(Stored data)
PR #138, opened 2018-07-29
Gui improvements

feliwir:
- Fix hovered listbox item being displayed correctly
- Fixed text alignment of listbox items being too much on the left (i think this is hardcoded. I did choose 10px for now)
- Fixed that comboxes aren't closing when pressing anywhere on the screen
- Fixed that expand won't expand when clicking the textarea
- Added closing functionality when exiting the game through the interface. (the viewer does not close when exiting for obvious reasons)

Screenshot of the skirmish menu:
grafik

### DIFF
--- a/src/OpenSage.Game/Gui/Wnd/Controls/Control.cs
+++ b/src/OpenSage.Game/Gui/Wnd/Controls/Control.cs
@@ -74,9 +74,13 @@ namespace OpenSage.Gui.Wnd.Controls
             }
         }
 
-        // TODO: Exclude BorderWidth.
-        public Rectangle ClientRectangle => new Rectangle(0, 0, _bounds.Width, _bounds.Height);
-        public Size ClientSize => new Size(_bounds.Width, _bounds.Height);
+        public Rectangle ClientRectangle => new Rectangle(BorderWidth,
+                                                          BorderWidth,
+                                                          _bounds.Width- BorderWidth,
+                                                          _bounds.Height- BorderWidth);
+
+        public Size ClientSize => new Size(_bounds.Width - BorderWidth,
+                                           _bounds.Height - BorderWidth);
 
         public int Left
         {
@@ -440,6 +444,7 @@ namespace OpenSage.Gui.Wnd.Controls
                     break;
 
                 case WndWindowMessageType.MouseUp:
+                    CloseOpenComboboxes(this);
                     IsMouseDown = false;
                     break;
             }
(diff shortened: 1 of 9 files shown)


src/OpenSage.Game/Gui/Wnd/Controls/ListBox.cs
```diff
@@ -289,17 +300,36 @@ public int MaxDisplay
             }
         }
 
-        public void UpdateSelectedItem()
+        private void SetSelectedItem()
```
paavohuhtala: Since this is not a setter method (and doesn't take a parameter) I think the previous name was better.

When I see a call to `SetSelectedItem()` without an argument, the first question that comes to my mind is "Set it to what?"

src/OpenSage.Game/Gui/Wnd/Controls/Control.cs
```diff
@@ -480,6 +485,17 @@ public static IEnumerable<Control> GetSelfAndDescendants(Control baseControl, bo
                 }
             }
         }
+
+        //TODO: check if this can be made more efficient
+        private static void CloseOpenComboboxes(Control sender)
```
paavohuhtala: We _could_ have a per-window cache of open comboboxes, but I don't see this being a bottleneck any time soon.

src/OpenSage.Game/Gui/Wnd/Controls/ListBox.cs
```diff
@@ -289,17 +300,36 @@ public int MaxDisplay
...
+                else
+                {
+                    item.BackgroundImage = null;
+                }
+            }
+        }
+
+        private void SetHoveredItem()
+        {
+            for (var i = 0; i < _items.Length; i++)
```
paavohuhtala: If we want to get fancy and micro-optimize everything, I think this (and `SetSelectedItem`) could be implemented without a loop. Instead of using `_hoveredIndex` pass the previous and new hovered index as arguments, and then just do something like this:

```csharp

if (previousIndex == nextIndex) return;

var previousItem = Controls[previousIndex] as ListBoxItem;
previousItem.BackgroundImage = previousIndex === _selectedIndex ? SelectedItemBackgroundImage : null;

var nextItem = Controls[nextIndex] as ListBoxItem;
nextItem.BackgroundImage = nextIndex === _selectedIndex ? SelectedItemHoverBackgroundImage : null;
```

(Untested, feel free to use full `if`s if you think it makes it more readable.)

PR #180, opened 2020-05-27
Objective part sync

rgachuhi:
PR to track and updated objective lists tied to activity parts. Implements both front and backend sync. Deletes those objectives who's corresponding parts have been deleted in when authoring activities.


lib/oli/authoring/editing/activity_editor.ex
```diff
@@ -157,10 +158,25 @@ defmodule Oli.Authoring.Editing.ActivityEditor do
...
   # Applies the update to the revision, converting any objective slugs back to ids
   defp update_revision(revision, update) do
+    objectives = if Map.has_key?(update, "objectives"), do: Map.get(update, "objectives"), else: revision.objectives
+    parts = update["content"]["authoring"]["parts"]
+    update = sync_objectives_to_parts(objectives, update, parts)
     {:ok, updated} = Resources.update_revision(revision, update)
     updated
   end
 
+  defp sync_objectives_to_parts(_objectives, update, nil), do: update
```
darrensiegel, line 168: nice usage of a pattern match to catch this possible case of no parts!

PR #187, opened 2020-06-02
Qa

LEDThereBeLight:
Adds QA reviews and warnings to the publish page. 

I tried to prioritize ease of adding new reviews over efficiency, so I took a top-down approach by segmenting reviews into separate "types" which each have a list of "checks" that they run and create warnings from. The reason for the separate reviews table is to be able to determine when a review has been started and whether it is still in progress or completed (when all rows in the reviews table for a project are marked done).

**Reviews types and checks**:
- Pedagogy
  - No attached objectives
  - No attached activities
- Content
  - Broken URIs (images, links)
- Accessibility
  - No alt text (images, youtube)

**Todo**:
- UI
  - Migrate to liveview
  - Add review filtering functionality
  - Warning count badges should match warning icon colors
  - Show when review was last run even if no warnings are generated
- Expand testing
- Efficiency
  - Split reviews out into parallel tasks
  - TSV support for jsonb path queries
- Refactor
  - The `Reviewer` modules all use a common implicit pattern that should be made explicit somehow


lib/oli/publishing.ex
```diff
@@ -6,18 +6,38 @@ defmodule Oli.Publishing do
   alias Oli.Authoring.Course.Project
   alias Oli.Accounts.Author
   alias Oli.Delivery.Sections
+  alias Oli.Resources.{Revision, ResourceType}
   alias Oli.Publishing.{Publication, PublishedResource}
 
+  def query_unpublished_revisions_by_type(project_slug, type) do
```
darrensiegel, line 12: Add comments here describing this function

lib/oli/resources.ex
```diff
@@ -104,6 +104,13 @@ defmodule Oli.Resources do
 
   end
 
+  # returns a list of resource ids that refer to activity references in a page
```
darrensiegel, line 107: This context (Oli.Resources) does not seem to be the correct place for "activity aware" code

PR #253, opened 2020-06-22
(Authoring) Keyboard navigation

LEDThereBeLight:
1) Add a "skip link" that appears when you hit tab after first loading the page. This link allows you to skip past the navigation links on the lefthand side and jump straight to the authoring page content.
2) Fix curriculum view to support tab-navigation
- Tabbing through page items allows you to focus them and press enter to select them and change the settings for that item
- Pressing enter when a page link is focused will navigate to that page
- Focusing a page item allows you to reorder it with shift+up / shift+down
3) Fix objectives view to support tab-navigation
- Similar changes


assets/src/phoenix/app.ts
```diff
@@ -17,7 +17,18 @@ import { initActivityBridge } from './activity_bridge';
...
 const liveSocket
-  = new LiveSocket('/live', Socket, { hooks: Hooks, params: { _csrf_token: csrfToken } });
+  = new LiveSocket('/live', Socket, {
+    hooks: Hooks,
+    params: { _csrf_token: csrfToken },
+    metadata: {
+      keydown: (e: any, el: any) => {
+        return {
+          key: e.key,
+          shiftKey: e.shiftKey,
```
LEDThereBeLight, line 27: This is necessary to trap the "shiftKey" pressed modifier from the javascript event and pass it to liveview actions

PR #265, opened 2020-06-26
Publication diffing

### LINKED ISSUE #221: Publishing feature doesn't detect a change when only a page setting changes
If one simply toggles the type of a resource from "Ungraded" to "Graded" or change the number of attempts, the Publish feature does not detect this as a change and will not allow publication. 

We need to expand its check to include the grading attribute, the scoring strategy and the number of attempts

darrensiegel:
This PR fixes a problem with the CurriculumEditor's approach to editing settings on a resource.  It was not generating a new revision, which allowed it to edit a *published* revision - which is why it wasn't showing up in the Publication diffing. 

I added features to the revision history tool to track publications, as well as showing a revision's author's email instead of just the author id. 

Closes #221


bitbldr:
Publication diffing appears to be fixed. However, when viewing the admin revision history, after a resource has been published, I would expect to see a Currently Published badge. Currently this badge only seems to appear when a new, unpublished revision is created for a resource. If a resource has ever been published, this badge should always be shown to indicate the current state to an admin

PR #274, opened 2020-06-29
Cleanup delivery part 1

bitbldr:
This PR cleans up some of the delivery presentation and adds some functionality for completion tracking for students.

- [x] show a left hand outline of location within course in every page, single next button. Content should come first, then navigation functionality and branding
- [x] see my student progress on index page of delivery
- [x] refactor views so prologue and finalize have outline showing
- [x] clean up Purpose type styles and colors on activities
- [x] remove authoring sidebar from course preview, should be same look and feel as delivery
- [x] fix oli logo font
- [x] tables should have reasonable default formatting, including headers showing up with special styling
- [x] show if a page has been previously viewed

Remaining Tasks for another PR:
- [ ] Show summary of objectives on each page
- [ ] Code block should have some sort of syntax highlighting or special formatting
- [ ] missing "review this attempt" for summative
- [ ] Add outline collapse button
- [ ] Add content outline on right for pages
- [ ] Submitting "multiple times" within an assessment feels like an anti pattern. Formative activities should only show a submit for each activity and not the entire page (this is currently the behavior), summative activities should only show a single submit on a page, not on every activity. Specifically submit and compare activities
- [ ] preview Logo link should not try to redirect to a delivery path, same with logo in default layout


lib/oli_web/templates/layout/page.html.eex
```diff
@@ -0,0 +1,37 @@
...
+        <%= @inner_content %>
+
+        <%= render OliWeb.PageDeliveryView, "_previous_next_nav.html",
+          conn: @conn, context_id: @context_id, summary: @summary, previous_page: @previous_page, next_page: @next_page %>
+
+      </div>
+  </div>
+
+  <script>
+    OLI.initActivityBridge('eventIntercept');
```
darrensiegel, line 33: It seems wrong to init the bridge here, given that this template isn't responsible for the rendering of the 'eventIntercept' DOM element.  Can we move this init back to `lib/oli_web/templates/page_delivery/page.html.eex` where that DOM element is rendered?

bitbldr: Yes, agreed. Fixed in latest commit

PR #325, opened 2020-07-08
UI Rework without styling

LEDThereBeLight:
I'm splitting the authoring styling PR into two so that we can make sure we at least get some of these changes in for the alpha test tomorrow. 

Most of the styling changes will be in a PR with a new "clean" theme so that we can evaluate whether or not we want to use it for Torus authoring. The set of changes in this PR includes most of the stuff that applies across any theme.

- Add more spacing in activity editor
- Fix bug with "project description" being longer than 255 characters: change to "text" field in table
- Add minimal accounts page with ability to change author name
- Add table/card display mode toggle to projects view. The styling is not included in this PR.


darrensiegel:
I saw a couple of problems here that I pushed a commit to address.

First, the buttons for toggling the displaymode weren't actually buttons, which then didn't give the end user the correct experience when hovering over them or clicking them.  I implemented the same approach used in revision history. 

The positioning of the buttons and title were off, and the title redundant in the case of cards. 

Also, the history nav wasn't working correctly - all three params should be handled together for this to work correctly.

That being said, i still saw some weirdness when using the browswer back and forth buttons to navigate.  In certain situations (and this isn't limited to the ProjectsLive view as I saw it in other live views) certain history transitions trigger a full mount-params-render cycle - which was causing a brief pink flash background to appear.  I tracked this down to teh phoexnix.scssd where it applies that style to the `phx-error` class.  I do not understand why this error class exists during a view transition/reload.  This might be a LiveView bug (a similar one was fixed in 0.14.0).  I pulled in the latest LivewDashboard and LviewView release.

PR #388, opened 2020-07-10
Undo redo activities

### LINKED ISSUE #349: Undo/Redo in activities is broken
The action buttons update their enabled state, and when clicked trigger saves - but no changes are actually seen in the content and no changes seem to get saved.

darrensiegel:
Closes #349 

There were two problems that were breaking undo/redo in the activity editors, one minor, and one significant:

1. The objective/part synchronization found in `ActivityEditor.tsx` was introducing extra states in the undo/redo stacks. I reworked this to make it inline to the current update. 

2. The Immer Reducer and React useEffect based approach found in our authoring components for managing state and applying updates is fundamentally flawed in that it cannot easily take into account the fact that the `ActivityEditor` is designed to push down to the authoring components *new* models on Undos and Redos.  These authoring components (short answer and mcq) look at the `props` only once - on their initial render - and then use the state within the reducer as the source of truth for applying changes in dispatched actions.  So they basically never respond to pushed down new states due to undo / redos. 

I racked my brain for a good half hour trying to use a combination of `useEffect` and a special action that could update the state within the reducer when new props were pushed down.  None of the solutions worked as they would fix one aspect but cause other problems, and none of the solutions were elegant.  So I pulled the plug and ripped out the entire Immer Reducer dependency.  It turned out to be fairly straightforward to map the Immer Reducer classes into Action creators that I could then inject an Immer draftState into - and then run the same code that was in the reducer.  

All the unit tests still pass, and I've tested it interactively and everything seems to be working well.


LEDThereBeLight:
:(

* **EXERCISE AIM**:
Reproduce exactly every line that sits between the start of the entries and the line bearing "- Fixed that expand", counting both of those lines.

* **RESULT OF THIS EXERCISE**:
PR #138, opened 2018-07-29
Gui improvements

feliwir:
- Fix hovered listbox item being displayed correctly
- Fixed text alignment of listbox items being too much on the left (i think this is hardcoded. I did choose 10px for now)
- Fixed that comboxes aren't closing when pressing anywhere on the screen
- Fixed that expand won't expand when clicking the textarea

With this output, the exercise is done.